___ Records shown

PR #1888, opened 2016-01-21
Add userdata field to the UI

AMeng:
The AWS deploy accepts an optional field "base64UserData" in the pipeline's JSON. This just adds that field to the UI so that users don't need to edit the JSON manually. The "Advanced Settings" tab seemed appropriate for this. The help text informs the users that the string must be base64 encoded.

image

### DIFF
--- a/app/scripts/modules/amazon/serverGroup/configure/wizard/advancedSettings.html
+++ b/app/scripts/modules/amazon/serverGroup/configure/wizard/advancedSettings.html
@@ -64,6 +64,15 @@
                                    ng-model="command.iamRole"/></div>
     </div>
     <div class="form-group">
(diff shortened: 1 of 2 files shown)


anotherchrisberry:
Does this need to be restricted to pipeline deployments, or will it work on a create/clone operation?

AMeng:
Oh, yes, those interfaces use this same template, so the field will appear for those as well. For example:

image

anotherchrisberry:
Right, sorry, I just want to verify the functionality will work on create/clone operations as well as pipeline deployments.

LGTM - just needs a rebase.

AMeng:
Gotcha. I just both a create and a clone, and my new user data from the UI was pushed through as expected.

PR #1940, opened 2016-02-05
UI for defining git triggers

tomaslin:


zanthrash:
@tomaslin :+1:

app/scripts/modules/core/pipeline/config/triggers/git/gitTrigger.html
```diff
@@ -0,0 +1,46 @@
...
+      Project
+      <help-field key="pipeline.config.git.project"></help-field>
+    </label>
+
+    <div class="col-md-9">
+      <input type="text" class="form-control input-sm"
+             ng-model="vm.trigger.project"
+             name="project"
+             required
+             placeholder="Enter your repository project name, i.e. spinnaker for github.com/spinnaker/echo"
```
ajordens: Inline examples are helpful but are we sure we've got the terminology right?

`spinnaker` is the owner ... not really a project at least in the case of github which generally labels repositories themselves as `projects` AFAIK. (On the contrary, Stash does treat groups of repositories as a project).

Similarly below it might be more common to ask for the repository slug name vs "source repository name".

Not a huge deal either way.

tomaslin: yes, was trying to keep consistent with the project attributes screen. Makes sense to use the terminology for each scm type in the UI even if we call it something else in the backend

app/scripts/modules/core/pipeline/config/triggers/git/gitTrigger.html
```diff
@@ -0,0 +1,46 @@
+<ng-form name="cronForm">
+  <div class="form-group">
+    <label class="col-md-3 sm-label-right">
+      Repository Type
+      <help-field key="pipeline.config.git.repotype"></help-field>
+    </label>
+    <div class="col-md-6">
+      <select
+        class="form-control input-sm"
+        ng-options="repoType for repoType in ['stash', 'github']"
```
anotherchrisberry: This should be configurable - while Stash makes sense for our needs, I doubt many users outside Netflix are going to want it as an option, much less the default option.

tomaslin:
updated the github screen so now it says
 
screen shot 2016-02-08 at 10 40 22 am

sources now configurable via settings.gitSources

tomaslin:
@anotherchrisberry @ajordens  ^^

PR #1941, opened 2016-02-06
Fix for "The deck debian package does not install apache2 in the right order" Issue#723

vjames-bmc:
Previously apache2 was added as "Depends" in the control file (through build.gradle). Because of this, the actual deployment of apache2 was happening only after the deck files are laid out. This resulted in the index.html file being overwritten by the one from apache2.
Fix was to add apache2 as Pre-Depends instead of Depends in the debian control file thereby making sure that apache2 is installed and configured fully before deck is installed.

### DIFF
--- a/build.gradle
+++ b/build.gradle
@@ -65,7 +65,8 @@ ospackage {
   packageName = "spinnaker-deck"
   version = toVers(project.version.toString())
   release '3'
-  into "/var/www/html"
+  into "/opt/deck/html"
   requires "apache2"
   from "build/webpack"
 }
+


anotherchrisberry:
@cfieber can you take a look at this? Seems reasonable to me.

cfieber:
It seems like pre-depends is frowned upon ( from https://www.debian.org/doc/debian-policy/ch-relationships.html )

If the issue is a conflicting index.html maybe there is a more standard way of plugging in the site content. For example changing it so we build into /var/www/html/deck then adding `/etc/apache2/vhosts.d/deck.vhost` with:

```
<VirtualHost _default_:*>
DocumentRoot /var/www/html/deck/
</VirtualHost>
```

Would appreciate anyone else's thoughts on the 'right' way to do this though ( @skorten @dpeterka @ewiseblatt )?

ewiseblatt:
SeanK might have a suggestion.

skorten:
I agree with @cfieber, Pre-Depends should be avoided.  The installation behavior described is strange and does not match the documentation: "Depends: This declares an absolute dependency. A package will not be configured unless all of the packages listed in its Depends field have been correctly configured" so perhaps something else is going on there.  @vjames-bmc were you able to replicate this on a clean/fresh install?

Regardless, I would still suggest the vhost strategy similar to the one outlined by @cfieber as installing directly to /var/www/html is not great as it does conflict with the apache package.  This actually causes an installation failure when working with RPMs.

The approach I recommend would be to change the installation location of deck from /var/www/html to /opt/deck/html and update the vhost configuration accordingly.  This would also necessitate changes to the spinnaker meta package.

vjames-bmc:
@cfieber  I agree, changing the root for deck to  folder other than /var/www/html would be the ideal solution. I will try that...
@skorten I was able to reproduce the issue on a clean machine by installing just the deck debian package. It doesn't happen when you use the install_spinnaker script because, it installs apache2 upfront as a dependency.

Regarding the "depends" flag, the documentation warns that the dependent packages might be in unconfigured stage. See below. 
"A Depends field takes effect only when a package is to be configured. It does not prevent a package being on the system in an unconfigured state while its dependencies are unsatisfied, and it is possible to replace a package whose dependencies are satisfied and which is properly installed with a different version whose dependencies are not and cannot be satisfied; when this is done the depending package will be left unconfigured (since attempts to configure it will give errors) and will not function properly. If it is necessary, a Pre-Depends field can be used, which has a partial effect even when a package is being unpacked, as explained in detail below. "

vjames-bmc:
As @cfieber and @skorten mentioned, I am changing the deck install folder to a different one. As @skorten  suggested, I am changing it to /opt/deck/html. Does the new location look ok? I like it because, now we will have all the spinnaker components under /opt. Let me now if you prefer a different folder instead.

cfieber:
I like /opt/deck/html

vjames-bmc:
Thanks @cfieber I have made corresponding changes in the spinnaker project as well as @skorten pointed out. I have sent a pull request for that change as https://github.com/spinnaker/spinnaker/pull/740

claymccoy:
It looks like this just needs to be rebased and then both it and #740 can be merged at the same time.

vjames-bmc:
@claymccoy I have rebased and squashed the commits as you requested. Thanks

anotherchrisberry:
@vjames-bmc sorry, can you rebase again? ping me when you do and I'll try to get this merged before anything else goes in on top of it.

vjames-bmc:
Thanks @anotherchrisberry I have rebased it.

anotherchrisberry:
Awesome, thanks for working through this!

vjames-bmc:
Thanks @anotherchrisberry . There is one more PR related to this which is https://github.com/spinnaker/spinnaker/pull/740 in the spinnaker project. These two PRs were done for fixing Issue#723. Do I have to do something for that issue entry so that it can be closed?

anotherchrisberry:
Thanks for pointing that out - just merged https://github.com/spinnaker/spinnaker/pull/740

PR #1947, opened 2016-02-08
ForceCacheRefresh tasks should not be hidden

ajordens:


ajordens:
Mr. @anotherchrisberry PTAL

PR #1969, opened 2016-02-12
Show a warning if a deprecated region is selected for deploy

ajordens:


app/scripts/modules/amazon/serverGroup/configure/serverGroupConfiguration.service.js
```diff
@@ -54,6 +54,15 @@ module.exports = angular.module('spinnaker.aws.serverGroup.configure.service', [
         return command.suspendedProcesses.indexOf(process) !== -1;
       };
 
+      command.regionIsDeprecated = function() {
+        if (command.backingData === undefined) {
```
ajordens: Probably a better way to do this ...

ajordens:
image

Here it is @anotherchrisberry

app/scripts/modules/amazon/serverGroup/configure/serverGroupConfiguration.service.js
```diff
@@ -54,6 +54,15 @@ module.exports = angular.module('spinnaker.aws.serverGroup.configure.service', [
...
+          return false;
+        }
+
+        var matchedRegion = _.find(command.backingData.filtered.regions, {name: command.region});
+        return matchedRegion ? matchedRegion.deprecated === true : false;
+      };
```
anotherchrisberry: Give this a shot, eh?
```javascript
command.regionIsDeprecated = () => command.backingData && 
  command.backingData.filtered.regions.filter((region) => region.name === command.region && 
    region.deprecated).length;
```

ajordens:
Updated PR with your suggestion @anotherchrisberry.

Peter also asked us to clarify that it was the region in the account that was deprecated so I've adjusted the warning message text slightly.

app/scripts/modules/core/region/regionSelectField.directive.html
```diff
@@ -7,7 +7,7 @@
             ng-model="component[field]"
             ng-change="onChange()"
             required>
-      <option ng-repeat="region in regions" value="{{region.name}}" ng-selected="component[field] === region.name">{{region.name}}</option>
+      <option ng-repeat="region in regions" value="{{region.name}}" ng-selected="component[field] === region.name">{{region.name}} {{region.deprecated ? '(deprecated)' : ''}}</option>
```
anotherchrisberry: Do we have the account name available here? Might be nice to include it, i.e. `(deprecated in test)`

No big deal if not.

PR #1982, opened 2016-02-17
Move ng-if logic intro controller methods.

duftler:
fyi @tonyrzhang


duftler:

tonyrzhang:
Thanks for making the change lgtm

PR #7989, opened 2020-03-02
fix(artifacts): fix editing expected artifacts in artifact rewrite tr…

maggieneterval:
…igger flow

Closes https://github.com/spinnaker/spinnaker/issues/5513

______

Work out the number of lines in this listing that include the word "suggestion". Reply with that number only.

> [Expected answer]: 2